Problem to solve:
Find the line that contains "This change is" in the entries below. Write out that line and all that follow it, unchanged and alone.

*** Dataset content ***

PR #31, opened 2016-10-10
Bug 1308713 - Instrument RQ jobs

jezdez:
This means the RQ jobs are instrumented with NewRelic by using RQ's SimpleWorker class that doesn't fork a new process per job but does the job performing inline.

---
This change is [Reviewable](https://reviewable.io/reviews/mozilla/telemetry-analysis-service/31)

### DIFF
--- a/Procfile
+++ b/Procfile
@@ -1,5 +1,5 @@
 web: newrelic-admin run-program gunicorn atmo.wsgi:application --workers 4 --log-file -
-worker: newrelic-admin run-program python manage.py rqworker default
+worker: newrelic-admin run-program python manage.py rqworker --worker-class=rq.SimpleWorker default
 # django-rq doesn't support rqscheduler retry mode yet
 # so we need to use the original startup script
 scheduler: newrelic-admin run-program rqscheduler --url=$REDIS_URL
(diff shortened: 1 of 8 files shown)


Procfile
```diff
@@ -1,5 +1,5 @@
 web: newrelic-admin run-program gunicorn atmo.wsgi:application --workers 4 --log-file -
-worker: newrelic-admin run-program python manage.py rqworker default
+worker: newrelic-admin run-program python manage.py rqworker --worker-class=rq.SimpleWorker default
```
maurodoglio: shall we use the same worker class for local development?

atmo/utils/middleware.py
```diff
@@ -0,0 +1,16 @@
...
+
+class NewRelicPapertrailMiddleware(object):
+
+    def __init__(self):
+        self.heroku_app_name = os.environ.get('HEROKU_APP_NAME')
+
+    def process_request(self, request):
+        if not self.heroku_app_name:
+            return
+        log_url = ("https://papertrailapp.com/systems/%s/events?time=#%d" %
```
jezdez: whoops, that `#` shouldn't be there

maurodoglio:
🚢 it!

***

Exercise solution:
This change is [Reviewable](https://reviewable.io/reviews/mozilla/telemetry-analysis-service/31)

### DIFF
--- a/Procfile
+++ b/Procfile
@@ -1,5 +1,5 @@
 web: newrelic-admin run-program gunicorn atmo.wsgi:application --workers 4 --log-file -
-worker: newrelic-admin run-program python manage.py rqworker default
+worker: newrelic-admin run-program python manage.py rqworker --worker-class=rq.SimpleWorker default
 # django-rq doesn't support rqscheduler retry mode yet
 # so we need to use the original startup script
 scheduler: newrelic-admin run-program rqscheduler --url=$REDIS_URL
(diff shortened: 1 of 8 files shown)


Procfile
```diff
@@ -1,5 +1,5 @@
 web: newrelic-admin run-program gunicorn atmo.wsgi:application --workers 4 --log-file -
-worker: newrelic-admin run-program python manage.py rqworker default
+worker: newrelic-admin run-program python manage.py rqworker --worker-class=rq.SimpleWorker default
```
maurodoglio: shall we use the same worker class for local development?

atmo/utils/middleware.py
```diff
@@ -0,0 +1,16 @@
...
+
+class NewRelicPapertrailMiddleware(object):
+
+    def __init__(self):
+        self.heroku_app_name = os.environ.get('HEROKU_APP_NAME')
+
+    def process_request(self, request):
+        if not self.heroku_app_name:
+            return
+        log_url = ("https://papertrailapp.com/systems/%s/events?time=#%d" %
```
jezdez: whoops, that `#` shouldn't be there

maurodoglio:
🚢 it!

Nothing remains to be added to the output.